PR #516, opened 2020-11-03
This PR set supports of PVPANIC_CRASHLOADED in the pvpanic driver

annie-li:
This patch set supports PVPANIC_CRASHLOADED in the pvpanic driver, and it contains 3 patches.
The 1/3 patch unifies the code style.
The 2/3 patch requires the patch posted for QEMU - https://lore.kernel.org/qemu-devel/1604346639-27090-1-git-send-email-alejandro.j.jimenez@oracle.com/
In Patch 3/3, when the crash dump is enabled in Windows guest, PVPANIC_CRASHLOADED will be triggered before the crash dump. It indicates a crash dump file will be generated in the guest. Otherwise, PVPANIC_PANICKED will be emitted. This means the guest crashes without a crash dump file created.

### DIFF
--- a/pvpanic/pvpanic/bugcheck.c
+++ b/pvpanic/pvpanic/bugcheck.c
@@ -36,22 +36,22 @@ KBUGCHECK_CALLBACK_ROUTINE PVPanicOnBugCheck;
 
 VOID PVPanicOnBugCheck(IN PVOID Buffer, IN ULONG Length)
 {
-	if ((Buffer != NULL) && (Length == sizeof(PVOID)))
-	{
-		PUCHAR PortAddress = (PUCHAR)Buffer;
-		WRITE_PORT_UCHAR(PortAddress, (UCHAR)(PVPANIC_PANICKED));
-	}
+    if ((Buffer != NULL) && (Length == sizeof(PVOID)))
+    {
+        PUCHAR PortAddress = (PUCHAR)Buffer;
+        WRITE_PORT_UCHAR(PortAddress, (UCHAR)(PVPANIC_PANICKED));
+    }
 }
 
 BOOLEAN PVPanicRegisterBugCheckCallback(IN PVOID PortAddress)
 {
-	KeInitializeCallbackRecord(&CallbackRecord);
+    KeInitializeCallbackRecord(&CallbackRecord);
 
-	return KeRegisterBugCheckCallback(&CallbackRecord, PVPanicOnBugCheck,
-		(PVOID)PortAddress, sizeof(PVOID), (PUCHAR)("PVPanic"));
+    return KeRegisterBugCheckCallback(&CallbackRecord, PVPanicOnBugCheck,
+        (PVOID)PortAddress, sizeof(PVOID), (PUCHAR)("PVPanic"));
 }
 
 BOOLEAN PVPanicDeregisterBugCheckCallback()
 {
-	return KeDeregisterBugCheckCallback(&CallbackRecord);
+    return KeDeregisterBugCheckCallback(&CallbackRecord);
 }
--- a/pvpanic/pvpanic/bugcheck.c
+++ b/pvpanic/pvpanic/bugcheck.c
@@ -31,27 +31,71 @@
 #include "bugcheck.tmh"
 
 static KBUGCHECK_CALLBACK_RECORD CallbackRecord;
+static KBUGCHECK_REASON_CALLBACK_RECORD DumpCallbackRecord;
 
 KBUGCHECK_CALLBACK_ROUTINE PVPanicOnBugCheck;
+KBUGCHECK_REASON_CALLBACK_ROUTINE PVPanicOnDumpBugCheck;
 
 VOID PVPanicOnBugCheck(IN PVOID Buffer, IN ULONG Length)
 {
-    if ((Buffer != NULL) && (Length == sizeof(PVOID)))
+    //Trigger the PVPANIC_PANICKED event if the crash dump isn't enabled,
+    if ((Buffer != NULL) && (Length == sizeof(PVOID)) && !bEmitCrashLoadedEvent)
     {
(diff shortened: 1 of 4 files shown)


YanVugenfirer:
HI @annie-li,

Is there some more documentation other than https://lore.kernel.org/qemu-devel/1604346639-27090-1-git-send-email-alejandro.j.jimenez@oracle.com/?  I want to understand what should be the right behavior after the driver notifies that OS is in the process of saving the crash. Should it still notify the guest crash at the end of the process (marking the place where it will be safe to kill the guest VM process)?

Best regards,
Yan.

annie-li:
Hi Yan,

The document of pvpanic in QEMU side is following, 
https://github.com/qemu/qemu/blob/master/docs/specs/pvpanic.txt
The related patch of supporting PVPANIC_CRASHLOADED in QEMU is here,
https://github.com/qemu/qemu/commit/7dc58deea79a343ac3adc5cadb97215086054c86

PVPANIC_CRASHLOADED event is sent out before the crash dump. It notifies user that a crash dump file is generated, and the guest keeps running to dump the memory. After crash dump is done, the Windows guest will reboot automatically if the "Automatically restart" is configured in Windows guest. No event is sent after the crash dump is done. See function qemu_system_guest_crashloaded that gets called in QEMU after PVPANIC_CRASHLOADED is triggered.
https://github.com/qemu/qemu/blob/master/softmmu/vl.c#L1465

PVPANIC_PANICKED event only notifies user that the guest crashes. With no-shutdown option, the guest stays in "STOP" state. Without no-shutdown option, the guest will be shutdown. See function qemu_system_guest_panicked that gets calls in QEMU after PVPANIC_PANICKED  is triggered.
https://github.com/qemu/qemu/blob/master/softmmu/vl.c#L1428

Thanks
Annie

YanVugenfirer:
Hi Annie,

Thank you for the information.

Best regards,
Yan.

YanVugenfirer (approved):
Waiting for CI to finish the run.

YanVugenfirer:
@annie-li Hi Annie, I have a question about the PR and the driver behavior.

```
if ((features & (PVPANIC_PANICKED | PVPANIC_CRASHLOADED))
                       == (PVPANIC_PANICKED | PVPANIC_CRASHLOADED))
    {
        bSupportCrashLoaded = TRUE;
        TraceEvents(TRACE_LEVEL_INFORMATION, DBG_POWER,
            "PVPANIC_PANICKED and PVPANIC_CRASHLOADED notification features are supported.");
    }
    else if ((features & PVPANIC_PANICKED) == PVPANIC_PANICKED)
    {
        TraceEvents(TRACE_LEVEL_INFORMATION, DBG_POWER,
            "PVPANIC_PANICKED notification feature is supported.");
    }
```
Why bSupportCrashLoaded is enabled only if both flags are set?
QEMU  command line enables the selection of only one of the events. And if PVPANIC_CRASHLOADED selected alone, the driver will not notify it.

Best regards,
Yan.

annie-li:
@YanVugenfirer Hi Yan, By default, PVPANIC_PANICKED is supported in QEMU. PVPANIC_CRASHLOADED is the feature supported in later version of QEMU. 'bSupportCrashLoaded' represents PVPANIC_CRASHLOADED is supported besides the original PVPANIC_PANICKED feature.
Theses features can be read from the IO port. See the code in hw/misc/pvpanic.c of older QEMU version, pvpanic_ioport_read only return PVPANIC_PANICKED. In newer version of QEMU, PVPANIC_PANICKED | PVPANIC_CRASHLOADED is returned. The above code in Windows pvpanic driver is meant to check if these features are supported in QEMU itself. Related patch is https://lore.kernel.org/qemu-devel/1604346639-27090-1-git-send-email-alejandro.j.jimenez@oracle.com/, the final patch in upstream is https://www.mail-archive.com/qemu-devel@nongnu.org/msg758879.html.
With QEMU only supporting PVPANIC_PANICKED, Windows pvpanic driver only triggers the PVPANIC_PANICKED event. With QEMU supporting both PVPANIC_PANICKED and PVPANIC_CRASHLOADED, Windows pvpanic driver triggers PVPANIC_CRASHLOADED when crashdump file is being generated, otherwise, PVPANIC_PANICKED event is triggered.
In QEMU command line, the option of enabling pvpanic is '-device pvpanic'. What is the option that you mentioned "QEMU command line enables the selection of only one of the events"?

Thanks
Annie

YanVugenfirer:
@annie-li  Hi Annie,

> What is the option that you mentioned "QEMU command line enables the selection of only one of the events"?

You can use the "events" command-line option to set a specific feature. The default is "3" (PVPANIC_PANICKED  and PVPANIC_CRASHLOADED are set). 
```-device pvpanic, events=2``` - is a valid option from the QEMU point of view today. 
So either the driver is such case should trigger PVPANIC_CRASHLOADED or QEMU should not allow such option. 

Best regards,
Yan.

aljimenezb:
Hi Annie, Yan,
When I described the behavior of the QEMU patches to Annie, I missed the fact that the events property of the device could be used to specify a "non-default" value for the capabilities.
I believe the reason that Paolo added the events property to the original patch I submitted was to be able to restrict it to new machines types (he never replied to my question in: https://lore.kernel.org/qemu-devel/112eba9b-0305-f40d-8b81-6b3e46d62d75@oracle.com/)
But as Yan points out, the ability to specify a event mask with only PVPANIC_CRASHLOADED is available, even though it might not have many use cases.

annie-li:
I see. 'event = 2' scenario is missed. I'll fix it.
Current driver covers scenario of 'event = 1' and 'event = 3'. From debug point of view, user may not intend to only choose 'event = 2' since the event is only triggered when crashdump file is generated. But it is better to deal with this scenario just in case.

YanVugenfirer:
@aljimenezb Hi Alejandro,

Thank you for the clarification.

PR #518, opened 2020-11-13
balloon: skip reporting to the host when it is not available

ybendito:
https://bugzilla.redhat.com/show_bug.cgi?id=1828654

When the device was surprisingly removed the driver begins
removal flow and the host is not available. The driver
tries to report freed pages, each report takes 1 second
(timeout value), so the driver might not work for several
minutes. Skip reporting to host after surprise removal detected.


ybendito:
rerun test

ybendito:
rerun tests

YanVugenfirer (approved):

PR #589, opened 2021-06-17
viofs-svc: fix commit 298ff119 (resolve links on path walkthough)

hammerg:
File's path was not null-terminated in the Lookup request.

Signed-off-by: Gal Hammer <ghammer@redhat.com>

### DIFF
--- a/viofs/svc/virtiofs.c
+++ b/viofs/svc/virtiofs.c
@@ -637,6 +637,8 @@ static NTSTATUS PathWalkthough(HANDLE Device, CHAR *FullPath,
                 break;
             }
 
+            SubstituteName[SubstituteNameLength] = L'\0';
+
             Status = VirtFsLookupFileName(Device, SubstituteName, &LookupOut);
             if (!NT_SUCCESS(Status))
             {


viofs/svc/virtiofs.c
```diff
@@ -637,6 +637,8 @@ static NTSTATUS PathWalkthough(HANDLE Device, CHAR *FullPath,
                 break;
             }
 
+            SubstituteName[SubstituteNameLength] = L'\0';
```
YanVugenfirer, line 640: What if SubmitReadLinkRequest returned MAX_PATH as SubstituteNameLength?

hammerg: The name length received from the back-end doesn't include the null-terminated char. So the return result from the MultiByteToWideChar  doesn't include it as well. So in case of MAX_PATH we're still remain within limit.

YanVugenfirer: So if the back-end doesn't include null-terminated char, then couldn't FUSE_READLINK_OUT include "name" that is completely filled out? 

```
typedef struct{    
struct fuse_out_header  hdr; 
char                    name[MAX_PATH];
} FUSE_READLINK_OUT, *PFUSE_READLINK_OUT;
```
https://github.com/virtio-win/kvm-guest-drivers-windows/blob/775ec67d8391a5d5884687cf3ab7c9da9c2cfd16/viofs/svc/fusereq.h#L255

 And then MultiByteToWideChar will fill out the buffer without space left:
``` 
 *SubstituteNameLength = (USHORT)MultiByteToWideChar(CP_UTF8, 0,            readlink_out.name, namelen, SubstituteName, MAX_PATH);
```

hammerg: It is a typo. The back-end send the file name *with* a null-terminated char, limited by MAX_PATH.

*Work task:* Search the records for the word "doesn". Copy every line that has it.

*Completed task:*
hammerg: The name length received from the back-end doesn't include the null-terminated char. So the return result from the MultiByteToWideChar  doesn't include it as well. So in case of MAX_PATH we're still remain within limit.
YanVugenfirer: So if the back-end doesn't include null-terminated char, then couldn't FUSE_READLINK_OUT include "name" that is completely filled out? 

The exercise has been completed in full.